== Given records ==

PR #15, opened 2021-01-15
Sanitize referenced declarations for builtin references

blitz-1306:
## Preface
The compiler sometimes provides invalid positive ids for some builtin references. For example in `abi.encode()` the identifier `abi` gets an id that +1 higher than the highest id in the current context.

This becomes a problem if we try to make a new node in the current AST context. Then all of a sudden the `abi` identifier stops being a builtin and now refers to something real.

One way to deal with this, is to do another pass after finalizing (or during finalizing), in which to set all invalid `referencedDeclaration`s to `-1`.

## Changes
- Introduced `BuiltinReferencedDeclarationNormalizer` to tweak `referencedDeclaration` property values, that refer to an inexisting ids. They would have `-1` as a value.
- Added it to postprocessor pass for `Identifier`, `MemberAccess`, `IdentifierPath` and `UserDefinedTypeName` nodes.

## Concerns
This is a bit destructive, though… If compiler will ever do some changes, we would have to adjust logic to only do such cleanup for certain compiler versions. But that concern is not yet have any real use case. 

Regards.

### DIFF
--- a/src/ast/postprocessing/builtin_referenced_declaration_normalizer.ts
+++ b/src/ast/postprocessing/builtin_referenced_declaration_normalizer.ts
@@ -1,0 +1,32 @@
+import { ASTNode } from "../ast_node";
+import { ASTContext, ASTNodePostprocessor } from "../ast_reader";
+import { Identifier } from "../implementation/expression/identifier";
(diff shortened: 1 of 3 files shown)


cd1m0 (approved):
LGTM

PR #16, opened 2021-01-28
Provide source maps for written (sourced) ASTNodes

blitz-1306:
## Changes
- Tweaks to AST writing components to provide a way to obtain a source map for the written nodes:
  - [X] [breaking] The `ASTNodeWriter` is now an abstract class instead of interface. It introduces `writeInner()` and `writeWhole()` methods, that are regulated by descendant classes and provides more control over the node writing.
  - [X] The `ASTNodeWriter` descendant classes are more accurately check the necessity if additional parentheses are needed to maintain the evaluation order of expressions. The overall amount of emitted "failsafe" parentheses was reduced.
  - [X] The `ASTWriter` also has few new methods: `desc()` for getting intermediate representation of sources and `descToSourceString()` to convert mentioned representation to a final source string. The method `write()` received new optional argument `sourceMap`, that allowsto pass the map object to store `ASTNode -> [offset, length]` source mapping coordinates in the written final source.
- Tweaks for the `ASTNode` descendant classes:
  - [X] Tweaked order of `FunctionDefinition` children: the return `ParameterList` now will appear after `OverrideSpecifier` and `ModifierInvocation[]`. It is more accurately follow the location of these parts in the source code: modifiers and `override`s are preceeding the `returns(...)` part.
  - [X] [breaking] The `ForStatement.vInitializationExpression`'s type now allowed to contain `ExpressionStatement`. Previously we had an oversight, that was giving a false assumtion that only `VariableDeclarationStatement`s are allowed there. This is now fixed.
- Changes in tests:
  - [X] The written source are now tested by an integration test with compiler invocation. This means that we are sure, that we write code, that is able to be compiled.
  - [X] The generated source maps are verified by an integration test with few snapshots.
  - [X] The generated source maps are verified by an integration test to match  the SolcJS source maps (except the bugs and edge cases of the Solc itself).
  - [X] Tweaked affected snapshots of other tests to match new expectations for a written sources.

Regards.


src/ast/writing/writer.ts
```diff
@@ -63,3 +73,74 @@ export class ASTWriter {
...
+
+        const sibling = node.previousSibling;
+
+        if (sibling) {
+            const [startS, lenS] = this.getPrecomputedCoords(sibling, computed);
+
+            offset = startS + lenS - startP;
+        }
+
+        const index = sourceP.indexOf(sourceN, offset);
```
cd1m0, line 132: Why is this neccessary? Shouldn't it always be that `index == offset`?

blitz-1306: The `index` of the subnode is not the same as `offset` to start search. We also need to skip the whitespace and comments. Lets consider an example:

```solidity
contract A {
    function some() pure public {
        uint a = 1;
        // some comment
        uint b = 2;
    }
}
```

To pick location of `uint b = 2;`, we need to seach in source of the whole function definition. However, we need to skip the indentation space and comment here. The `offset` would replicate that we start search in function definition source just after the declaration `uint a = 1;` to skip collisions.

blitz-1306: Also added comments with clarification in https://github.com/ConsenSys/solc-typed-ast/pull/16/commits/0e89a4dc7faef6a2a63cb57d7568428e7db4d388.

cd1m0 (approved):
LGTM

===

## Task directions
In the records above, each line with the string "writing" should be copied.

## Answer below
- Tweaks to AST writing components to provide a way to obtain a source map for the written nodes:
  - [X] [breaking] The `ASTNodeWriter` is now an abstract class instead of interface. It introduces `writeInner()` and `writeWhole()` methods, that are regulated by descendant classes and provides more control over the node writing.
src/ast/writing/writer.ts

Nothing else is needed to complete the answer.